[SERVER-31280] Implementing paging using range queries, latency of last query is much higher Created: 27/Sep/17  Updated: 27/Oct/23  Resolved: 12/Jan/18

Status: Closed
Project: Core Server
Component/s: Querying
Affects Version/s: 3.4.9
Fix Version/s: None

Type: Bug Priority: Major - P3
Reporter: Alessandro Gherardi Assignee: Backlog - Query Team (Inactive)
Resolution: Gone away Votes: 1
Labels: None
Remaining Estimate: Not Specified
Time Spent: Not Specified
Original Estimate: Not Specified

Attachments: File explain.1     File explain.2    
Issue Links:
Related
related to SERVER-13732 Predicates in top-level implicit AND ... Closed
related to SERVER-24027 The planner does not consider reversi... Closed
Assigned Teams:
Query
Operating System: ALL
Participants:

 Description   

I'm trying to implement paging using range queries. I have a collection called events that has, among others, a time attribute (type date).
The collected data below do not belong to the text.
PR #162, opened 2019-12-26
Adapt CI pipeline for multi-CassKop

erdrix:
Working on circle-ci pipeline, to adapt it to support multi-casskop


.circleci/config.yml
```diff
@@ -294,19 +401,19 @@ workflows:
...
           requires:
-            - unit-test
+            - unit-test-casskop
           filters:
             tags:
               only: /.*/
             branches:
               # Forked pull requests have CIRCLE_BRANCH set to pull/XXX
-              ignore: /pull\/[0-9]+/
+              ignore: /pull\/[0-9w]+/
```
cscetbon: @erdrix, not sure that's what you want here. Are you saying we have branches that have digits and `w`s only ?

.circleci/config.yml
```diff
@@ -366,10 +473,60 @@ workflows:
...
             tags:
               only: /.*/
             branches:
               # Forked pull requests have CIRCLE_BRANCH set to pull/XXX
               ignore: /pull\/[0-9]+/
+
+  # CassKop operator workflow.
+  ci-multicasskop-operator:
+    jobs:
+      - operator/generate:
```
cscetbon: @erdrix, those (generate) should not be jobs but steps

.circleci/config.yml
```diff
@@ -82,207 +84,312 @@ orbs:
...
 
-      - unit-test:
+      - operator/build:
+          name: build-casskop
           requires:
-            - build
+            - unit-test-casskop
           filters:
             tags:
               only: /.*/
```
cscetbon: @erdrix, Our CI config is getting too long and complicated. Use [anchors](https://confluence.atlassian.com/bitbucket/yaml-anchors-960154027.html) as much as possible to refactor it and avoid repeating filters, steps etc...

multi-casskop/Makefile
```diff
@@ -222,3 +231,8 @@ endif
 .PHONY: release
 release: tag image publish
 
+unit-test-with-vendor:
+	echo TODO
+#	$(UNIT_TEST_CMD_WITH_VENDOR) && echo "success!" || { echo "failure!"; cat test-report.out; exit 1; }
+#	cat test-report.out
+#	$(UNIT_TEST_COVERAGE)
```
cscetbon: Let's get rid of comments

.circleci/config.yml
```diff
@@ -366,10 +473,60 @@ workflows:
...
+      - operator/generate:
+          name: generate-multicasskop
+          operatorDir: cassandra-k8s-operator/multi-casskop
+          operatorName: MultiCassKop
+          requires:
+            - generate-casskop
+          filters:
+            tags:
+              only: /.*/
+#      - operator/unit-test:
```
cscetbon: unused

cscetbon:
@erdrix I know it's a draft but I started to review it just in case it helps

.circleci/config.yml
erdrix: No, it was a mistake !

.circleci/config.yml
erdrix: But something is not clear to me, how can we publish a docker image on the docker hub, before having played the unit-tests ?To me, it doesn't make sense, but maybe I'm missing something ?

.circleci/config.yml
erdrix: Add some anchors to refactor yaml.

.circleci/config.yml
cscetbon: It should be published but only as a temporary image or branch release to be used by all tests. Then only when the PR is merged the release (*-master) should be published

cscetbon: We should also have a job to publish a release when we tag it. Probably need a card for that ?

tools/publish_helm_gcs.sh
```diff
@@ -0,0 +1,103 @@
...
+readonly GCS_BUCKET_INCUBATOR=gs://orange-kubernetes-charts-incubator
+
+main() {
+    mkdir -p tmp
+    setup_helm_client
+    authenticate
+
+#    if ! sync_repo stable "$GCS_BUCKET_STABLE" "$STABLE_REPO_URL"; then
+#        log_error "Not all stable charts could be packaged and synced!"
+#    fi
```
cscetbon: Any reason to still keep this ^ ?

erdrix: To uncomment it, once we will have a stable versions.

I defined a compound index with key

{"time" : 1, "_id" : 1}

. I use the script below to retrieve the events in pages.

The query latency is very good (< 20 ms) for all queries except the last one. An explain shows that, unlike the other queries, the last query does not use the compound index. It looks like this has something to do with the value of startTime being equal to or very close to the value of lastTime.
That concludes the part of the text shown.